Edukasi tersebut juga bertujuan untuk mencegah konflik akibat kedatangan pengungsi. Sebagai informasi, kedatangan pengungsi berpotensi memicu kecemburuan sosial. Hal ini bisa menyulut konflik horizontal antara penduduk dan pengungsi.

Untuk meminimalisasi hal tersebut, HI selalu berkoordinasi dengan pemerintah daerah setempat. Contohnya, saat memecahkan masalah konflik pengungsi Rohingya di Aceh.

“Sebagaimana pengalaman di Aceh beberapa waktu yang lalu, sempat terjadi kecemburuan sosial, tetapi kemudian kami intensif menjalin kerja sama dengan pemerintah untuk menghadapi situasi ini.

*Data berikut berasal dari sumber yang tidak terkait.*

PR #713, opened 2021-09-03
cli: support install command 

ndhanushkodi:
(This description is lightly edited from the original PR Saad created: https://github.com/hashicorp/consul-k8s-cli/pull/2 We migrated the PR here and migrated some of the review comments as well)

Changes proposed in this PR:
 
* `consul-k8s install` installs the latest Helm chart onto your Kubernetes cluster after performing a few verification steps. Note that once the CLI is moved into the monorepo, the version of the Helm chart deployed will match the version in the repository.
* For details about flags and their intended behavior visit the RFC, linked [here](https://docs.google.com/document/d/13vBeED9OkKUO3isZWIxTRvbH-sxEzvYH9rdJeb9my48/edit#).
* `common/flag` is copied from Waypoint’s internal/pkg subdirectory [here](https://github.com/hashicorp/waypoint/tree/main/internal/pkg/flag). It is a thin layer over the standard Go flag package that provides features such as aliasing and global flags. It was created specifically for mitchellh/cli. See also [this](https://hashicorp.slack.com/archives/C0E7S0EU8/p1628019710015500) Slack thread for the decision to use it.
* `common/terminal` package is adapted from [the Waypoint Plugin SDK](https://github.com/hashicorp/waypoint-plugin-sdk/tree/74d9328929293551499078da388b8d057f3b2341/terminal) and excludes the Status interface and Step interface as described in [doc.go](https://github.com/hashicorp/consul-k8s-cli/blob/install/cmd/common/terminal/doc.go). It allows us to have a consistent UI output with style.
* `common/base.go` describes a base command that can be embedded into all commands, and pass in common functionality like UI and ctx. This pattern was adapted from Waypoint.
* ~`common/utils.go` contains a function `WithInterrupt()` that we take from [signalcontext.go](https://github.com/hashicorp/waypoint/blob/348d2c77fce199952618ccef6433c8844b22583b/internal/pkg/signalcontext/signalcontext.go) in Waypoint's internal/pkg.~
 
How I've tested this PR:
 
* Created rather simple unit tests that validate two different helper functions inside of install.go. The first helper function we test is `validateFlags()` which performs a lot of the basic sanity checks before starting the install. The second helper is `validLabel()` which makes sure that the namespace the user passes is legal, in that if follows [RFC 1123 label convention](https://kubernetes.io/docs/concepts/overview/working-with-objects/names/).
* In addition to the actual unit tests, a lot of manual ad-hoc testing took place. Follow the instructions below to build the CLI and test the various flags, especially the -set ones, and see how they interact with one another.
* Note that more rigorous acceptance tests are soon to come after monorepo is finished. These tests will actually run the installation through and validate it worked properly.
 
* Try it out :
       `git clone https://github.com/hashicorp/consul-k8s-cli.git`
       `cd consul-k8s-cli`
       `go build -o consul-k8s`
       `consul-k8s install`
 
* Try this with different flags and various configurations. Note that if you are running on minikube, it is recommended to install with `-preset=demo`. That way server.replicas is set to 1. I also found it helpful to specify the namespace when manually testing via `-namespace=not-peppertrout`.
 
* Code review :
       Pay careful attention to install.go, specifically the pre-install checks. If you see anything you believe should be pulled out into an individual function and/or tested more thoroughly please comment!

Checklist:
- [x] Tests added
- [x] CHANGELOG entry added 
  
Co-authored-by: Saad Jamal [saad@hashicorp.com](mailto:saad@hashicorp.com)
Co-authored-by: Nitya Dhanushkodi [nitya@hashicorp.com](mailto:nitya@hashicorp.com)


cli/README.md
```diff
@@ -0,0 +1,55 @@
...
+ 	Path to a file to customize the installation, such as Consul Helm chart values file. Can be specified multiple times.
+
+  -name=<string>
+ 	Name of the installation. This will be prefixed to resources installed on the cluster.
+
+  -namespace=<string>
+ 	Namespace for the Consul installation. Defaults to “consul”.
+
+  -preset=<string>
+ 	Use an installation preset, one of default, demo, secure. Defaults to "default".
```
ndhanushkodi, line 37: @kschoche's comment: Would it make sense to go into a bit of detail on what these things actually mean?
Also a general comment that if `default` doesn't actually do anything we probably don't need it.

cli/README.md
```diff
@@ -0,0 +1,55 @@
...
+
+  -set=<string>
+ 	Set a value to customize. Can be specified multiple times. Supports Consul Helm chart values.
+
+  -set-file=<string>
+      Set a value to customize via a file. The contents of the file will be set as the value. Can be specified multiple times. Supports Consul Helm chart values.
+
+  -set-string=<string>
+      Set a string value to customize. Can be specified multiple times. Supports Consul Helm chart values.
+
```
ndhanushkodi, line 47: @kschoche's comment: Can we add a bit more information in the readme to define the order of precedence for any of these flags.
Example:
`consul-k8s-cli install -f val.yaml -preset=secure -set="global.tls.enabled=false"` 
I can guess that this will probably break the install somehow due to helm charts themselves, but it is not clear to me what the order of precedence for these flags in general. What if I set them twice, to different values, or set conflicting flags.
I think we can solve most of these questions (for this whole file) by just expanding on how things work in the Readme file.

cli/cmd/install/install_test.go
```diff
@@ -0,0 +1,94 @@
+package install
```
ndhanushkodi, line 1: @kschoche's comment: 

These tests look great!
I know that testing CLI bits is challenging, but I'm wondering if we can add testing around skipConfirm and dryRun having expected behaviour?

Does it make sense to have some additional tests around how we're using step, and also somehow have at least a happy-path test of the actual command?

cli/cmd/install/install.go
```diff
@@ -0,0 +1,456 @@
...
+			Target:  &c.flagKubeContext,
+			Default: "",
+			Usage:   "Kubernetes context to use.",
+		})
+	}
+
+	c.help = c.set.Help()
+}
+
+func (c *Command) Run(args []string) int {
```
ndhanushkodi, line 156: @t-eckert's comment: I'm a little concerned about the length of this function. It was hard for me to keep in mind all of the context I needed as I went through it. I think it would make more sense to break the function down into several functions that are executed by the Run function.

ndhanushkodi (commented):
Migrated the review comments from https://github.com/hashicorp/consul-k8s-cli/pull/2 so we can address them here

cli/cmd/install/install_test.go
ndhanushkodi: Hey @kschoche, so I tried to give this a shot (skipConfirm and dryRun) and in theory it could have been possible by creating a fake actionConfig that fakes out the kubeclient and helm registry client. I got to the point of almost being able to create a fake actionConfig, but the Helm go SDK has the registry package under an "internal" folder, so I can't import the structs without copying that entire package. Since it would require a bit of jumping through hoops to mock out anything related to Helm, I think it may be worth covering dryRun and skipConfirm and potentially any other behaviour involving the Run() function via acceptance tests?

cli/cmd/install/install.go
ndhanushkodi: Broke this up a bit, now only actions pertaining to the main install are in the Run function.

cli/README.md
ndhanushkodi: Changed the wording here and added above this snippet a description of the presets

cli/README.md
ndhanushkodi: Added to the readme a description of the precedence ordering!

cli/cmd/install/install.go
```diff
@@ -0,0 +1,496 @@
...
+		return 1
+	}
+
+	// Handle preset, value files, and set values logic.
+	vals, err := c.mergeValuesFlagsWithPrecedence(settings)
+	if err != nil {
+		c.UI.Output(err.Error(), terminal.WithErrorStyle())
+		return 1
+	}
+	valuesYaml, err := yaml.Marshal(vals)
```
thisisnotashwin, line 244: missing err check

cli/cmd/install/install.go
```diff
@@ -0,0 +1,496 @@
...
+		c.UI.Output("Installation name: %s", DefaultReleaseName, terminal.WithInfoStyle())
+		c.UI.Output("Namespace: %s", c.flagNamespace, terminal.WithInfoStyle())
+
+		if err != nil {
+			c.UI.Output("Overrides:"+"\n"+"%+v", err, terminal.WithInfoStyle())
+		} else if len(vals) == 0 {
+			c.UI.Output("Overrides: "+string(valuesYaml), terminal.WithInfoStyle())
+		} else {
+			c.UI.Output("Overrides:"+"\n"+string(valuesYaml), terminal.WithInfoStyle())
+		}
```
thisisnotashwin, line 258: This could be the error check for the previous error but it is unclear why it is getting checked here IMO. Also, does it not exit if there was an error marshalling the YAML?

cli/cmd/install/install.go
```diff
@@ -0,0 +1,496 @@
...
+		if !(strings.ToLower(confirmation) == "y" || strings.ToLower(confirmation) == "yes") {
+			c.UI.Output("Install aborted. To learn how to customize your installation, run:\nconsul-k8s install --help", terminal.WithInfoStyle())
+			return 1
+		}
+	}
+
+	c.UI.Output("Running Installation", terminal.WithHeaderStyle())
+
+	// Setup the installation action.
+	install := action.NewInstall(actionConfig)
```
thisisnotashwin, line 293: can `actionConfig` be initialized right above this step? It doesnt appear to be used elsewhere.

cli/cmd/install/install_test.go
```diff
@@ -0,0 +1,163 @@
...
+	baseCommand := &common.BaseCommand{
+		Ctx: ctx,
+		Log: log,
+	}
+
+	c := &Command{
+		BaseCommand: baseCommand,
+	}
+	c.init()
+	c.Init()
```
thisisnotashwin, line 36: moving c.Init() inside init() will ensure you only need to invoke it once.

cli/cmd/install/install_test.go
```diff
@@ -0,0 +1,163 @@
...
+	return c
+}
+
+// TestDebugger is used to play with install.go for ad-hoc testing.
+func TestDebugger(t *testing.T) {
+	c := getInitializedCommand(t)
+	c.Run([]string{"-auto-approve", "-f=../../config.yaml"})
+}
+
+func TestCheckForPreviousPVCs(t *testing.T) {
```
thisisnotashwin, line 46: This could be migrated to being a table test.

cli/cmd/install/install_test.go
```diff
@@ -0,0 +1,163 @@
...
+		ObjectMeta: metav1.ObjectMeta{
+			Name: "irrelevant-pvc",
+		},
+	}
+	c.kubernetes.CoreV1().PersistentVolumeClaims("default").Create(context.TODO(), pvc, metav1.CreateOptions{})
+	err = c.checkForPreviousPVCs()
+	require.NoError(t, err)
+}
+
+func TestCheckForPreviousSecrets(t *testing.T) {
```
thisisnotashwin, line 81: This can be a table test as well.

cli/cmd/install/install_test.go
```diff
@@ -0,0 +1,163 @@
...
+			if err := c.validateFlags(testCase.input); err == nil {
+				t.Errorf("Test case should have failed.")
+			}
+		})
+	}
+}
+
+// TestValidLabel calls validLabel() which checks strings match RFC 1123 label convention.
+func TestValidLabel(t *testing.T) {
+	testCases := []struct {
```
thisisnotashwin, line 136: similar change where `map[string]struct{}` could be used to make the description the key which should make the test slightly easier to read.

cli/cmd/common/base.go
```diff
@@ -0,0 +1,44 @@
...
+import (
+	"context"
+	"io"
+
+	"github.com/hashicorp/consul-k8s/cli/cmd/common/terminal"
+	"github.com/hashicorp/go-hclog"
+)
+
+// BaseCommand is embedded in all commands to provide common logic and data.
+type BaseCommand struct {
```
thisisnotashwin, line 12: I love this pattern SO much!!

thisisnotashwin (commented):
Heyo!! This is such great work!! The amount of effort that has gone into this is so clear!! Have some comments that should hopefully be straightforward!

cli/cmd/version/version.go
```diff
@@ -0,0 +1,50 @@
...
+
+	// A pre-release marker for the version. If this is "" (empty string)
+	// then it means that it is a final release. Otherwise, this is a pre-release
+	// such as "dev" (in development), "beta", "rc1", etc.
+	VersionPrerelease = ""
+)
+
+// GetHumanVersion composes the parts of the version in a way that's suitable
+// for displaying to humans.
+func GetHumanVersion() string {
```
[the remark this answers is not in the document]
ndhanushkodi: This file is copied from: https://github.com/hashicorp/consul-k8s/blob/main/control-plane/version/version.go, and similar to https://github.com/hashicorp/consul/blob/main/version/version.go which I probably should have referenced in the file itself, and it is only ever modified by release CI. For that reason, I think it's ok if it doesn't have tests, as it's not tech debt in that a human would need to modify this file. WDYT?

cli/README.md
```diff
@@ -0,0 +1,71 @@
+# Consul Kubernetes CLI
+This repository contains a CLI tool for installing and operating [Consul](https://www.consul.io/) on Kubernetes. 
+**Warning** this tool is currently experimental. Do not use it on Consul clusters you care about.
+
+## Installation & Setup
+Currently the tool is not available on any releases page. Instead clone the repository and run `go build -o bin/consul-k8s`
+and proceed to run the binary.
+
+## Commands
+* [consul-k8s install](# consul-k8s install)
```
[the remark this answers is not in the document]
ndhanushkodi: Thanks for catching this!!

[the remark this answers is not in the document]
ndhanushkodi: Thanks for catching this!

cli/cmd/install/install_test.go
```diff
@@ -0,0 +1,163 @@
...
+	for _, testCase := range testCases {
+		t.Run(testCase.description, func(t *testing.T) {
+			if result := validLabel(testCase.input); result != testCase.expected {
+				t.Errorf("Incorrect output, got %v and expected %v", result, testCase.expected)
+			}
+		})
+	}
+}
+
+func assertEqual(t *testing.T, a, b interface{}) {
```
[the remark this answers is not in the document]
ndhanushkodi: Nope it's unused, and yup require.Equal should work, thanks for catching this!!

cli/cmd/install/install_test.go
```diff
@@ -0,0 +1,163 @@
...
+	require.NoError(t, err)
+}
+
+// TestValidateFlags tests the validate flags function.
+func TestValidateFlags(t *testing.T) {
+	// The following cases should all error, if they fail to this test fails.
+	testCases := []struct {
+		input       []string
+		description string
+	}{
```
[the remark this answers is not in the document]
ndhanushkodi: I kept it as a struct but switched the arguments around and added some spacing that I think makes it easier to read :)

cli/cmd/install/install_test.go
```diff
@@ -0,0 +1,163 @@
...
+
+	"github.com/hashicorp/consul-k8s/cli/cmd/common"
+	"github.com/hashicorp/go-hclog"
+	"github.com/stretchr/testify/require"
+	v1 "k8s.io/api/core/v1"
+	metav1 "k8s.io/apimachinery/pkg/apis/meta/v1"
+	"k8s.io/client-go/kubernetes/fake"
+)
+
+// Helper function which sets up a Command struct for you.
```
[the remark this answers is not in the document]
ndhanushkodi: Yup, great callout thanks!

cli/cmd/install/install.go
```diff
@@ -0,0 +1,496 @@
...
+	FlagDryRun    = "dry-run"
+	DefaultDryRun = false
+
+	FlagAutoApprove    = "auto-approve"
+	DefaultAutoApprove = false
+
+	FlagNamespace    = "namespace"
+	DefaultNamespace = "consul"
+
+	HelmRepository = "https://helm.releases.hashicorp.com"
```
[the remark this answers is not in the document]
ndhanushkodi: Nope, nice callout, unexported them!

cli/cmd/install/install.go
```diff
@@ -0,0 +1,496 @@
...
+
+	if err := c.validateFlags(args); err != nil {
+		c.UI.Output(err.Error())
+		return 1
+	}
+
+	// A hack to set namespace via the HELM_NAMESPACE env var until we merge a PR that will allow us to use the latest
+	// Helm templates.
+	prevHelmNSEnv := os.Getenv("HELM_NAMESPACE")
+	os.Setenv("HELM_NAMESPACE", c.flagNamespace)
```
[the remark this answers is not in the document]
ndhanushkodi: The PR that was merged fixes the latest templates. The PR we need for this is for the CLI itself to build in the latest templates. Currently this is using templates from releases.hashicorp.com.

cli/cmd/install/presets.go
```diff
@@ -0,0 +1,52 @@
...
+
+// Preset map which maps preset name to a map from string
+// to interface{}. Basically just YAML.
+var presets = map[string]interface{}{
+	PresetDemo:   convert(demo),
+	PresetSecure: convert(secure),
+}
+
+// Below are the various presets in YAML.
+var demo = `
```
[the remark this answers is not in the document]
ndhanushkodi: good call, added an asana as well

cli/cmd/install/install.go
```diff
@@ -0,0 +1,496 @@
...
+		c.UI.Output(err.Error(), terminal.WithErrorStyle())
+		return 1
+	}
+
+	// Ensure there's no previous bootstrap secret lying around.
+	err = c.checkForPreviousSecrets()
+	if err != nil {
+		c.UI.Output(err.Error(), terminal.WithErrorStyle())
+		return 1
+	}
```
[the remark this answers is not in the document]
ndhanushkodi: Yup I see the pattern used in endpoints controller, thanks for the suggestion!

cli/cmd/install/install.go
ndhanushkodi: You're totally right, the error should be checked as per your previous comment, and not here, updated!

cli/cmd/install/install_test.go
ndhanushkodi: made a change similar to the previous comment, kept the struct but changed the order and spacing for readability

cli/cmd/install/install_test.go
ndhanushkodi: Great suggestion, this looks a lot nicer!

cli/cmd/install/install.go
```diff
@@ -0,0 +1,496 @@
...
+
+	c.help = c.set.Help()
+}
+
+func (c *Command) Run(args []string) int {
+	c.once.Do(c.init)
+	// Note that `c.init` and `c.Init` are NOT the same thing. One initializes the command struct,
+	// the other the UI. It looks similar because BaseCommand is embedded in Command.
+	c.Init()
```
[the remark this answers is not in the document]
ndhanushkodi: Yup, I love this suggestion, moved it and works great!

cli/cmd/install/install.go
ndhanushkodi: Yup, moved the initialization step down!

ndhanushkodi:
Thanks @thisisnotashwin!! I think I've addressed everything but the table tests, so I'm just going to go ahead and re-request your review to see if there's anything blocking after that!

cli/cmd/version/version.go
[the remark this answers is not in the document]
t-eckert: Hm, totally fine for the initial release. Might be worth rethinking how we are copying and pasting code throughout. It could get unmaintainable. For now, not a problem.

thisisnotashwin (approved):
Thanks so much for the quick turnaround on the PR Nitya! This looks great. I think we can migrate to table tests later! Such an excellent PR!!

cli/cmd/install/install.go
```diff
@@ -0,0 +1,500 @@
...
+			Name:    flagNameAutoApprove,
+			Target:  &c.flagAutoApprove,
+			Default: defaultAutoApprove,
+			Usage:   "Skip confirmation prompt.",
+		})
+		f.BoolVar(&flag.BoolVar{
+			Name:    flagNameDryRun,
+			Target:  &c.flagDryRun,
+			Default: defaultDryRun,
+			Usage:   "Validate installation and return summary of installation.",
```
t-eckert, line 92: This could be more explicit in telling the user that the dry run will not modify anything, maybe "Displays a summary of what would happen if installation were to run".

cli/cmd/install/install.go
```diff
@@ -0,0 +1,500 @@
...
+				"specified multiple times. Supports Consul Helm chart values.",
+		})
+		f.StringSliceVar(&flag.StringSliceVar{
+			Name:   flagNameSetStringValues,
+			Target: &c.flagSetStringValues,
+			Usage:  "Set a string value to customize. Can be specified multiple times. Supports Consul Helm chart values.",
+		})
+
+		f = c.set.NewSet("Global Options")
+		f.StringVar(&flag.StringVar{
```
t-eckert, line 130: Given that by default people keep the kubeconfig file at `~/.kube/config`, I think it would make sense to use that as the default.

cli/cmd/install/install.go
```diff
@@ -0,0 +1,500 @@
...
+
+	// Dry Run should exit here, no need to actual locate/download the charts.
+	if c.flagDryRun {
+		c.UI.Output("Dry run complete - installation can proceed.", terminal.WithInfoStyle())
+		return 0
+	}
+
+	if !c.flagAutoApprove {
+		confirmation, err := c.UI.Input(&terminal.Input{
+			Prompt: "Proceed with installation? (y/n)",
```
t-eckert, line 265: I would capitalize either "y" or "n" depending on which choice will be run by default.

t-eckert (approved):
Fantastic work, I think this will be a huge improvement for new users coming to Consul on K8s.

cli/cmd/install/install.go
ndhanushkodi: good idea!

cli/cmd/install/install.go
ndhanushkodi: I reworded to: Run pre-install checks and display summary of installation.

cli/cmd/install/install.go
ndhanushkodi: In the default case, for any command that uses helm, we'll want to respect Helm's order of evaluation to get the kube context. I think if we were to explicitly set this to ~/.kube/config, then we wouldn't be able to respect the Helm library's "backups" for finding a kubeconfig (i.e an env var, etc.).

t-eckert: Cool, then this is just me not knowing yet :) Thanks!

ndhanushkodi:
Thanks so much for the review and fast turnaround on a big PR @t-eckert and @thisisnotashwin!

Alhamdulillah, bisa diminimalisasi situasinya dengan membagi bantuan untuk pengungsi dan manfaatnya bagi masyarakat sekitar,” ujar Tomy.

Tomy berharap, kerja sama HI dan UNHCR dapat memperkuat sosialisasi dan edukasi terhadap masalah pengungsian lintas batas di masyarakat Indonesia.

“Dengan begitu, proses menggalang kepedulian masyarakat Indonesia (terhadap pengungsi) bisa berjalan dengan baik,” ujarnya.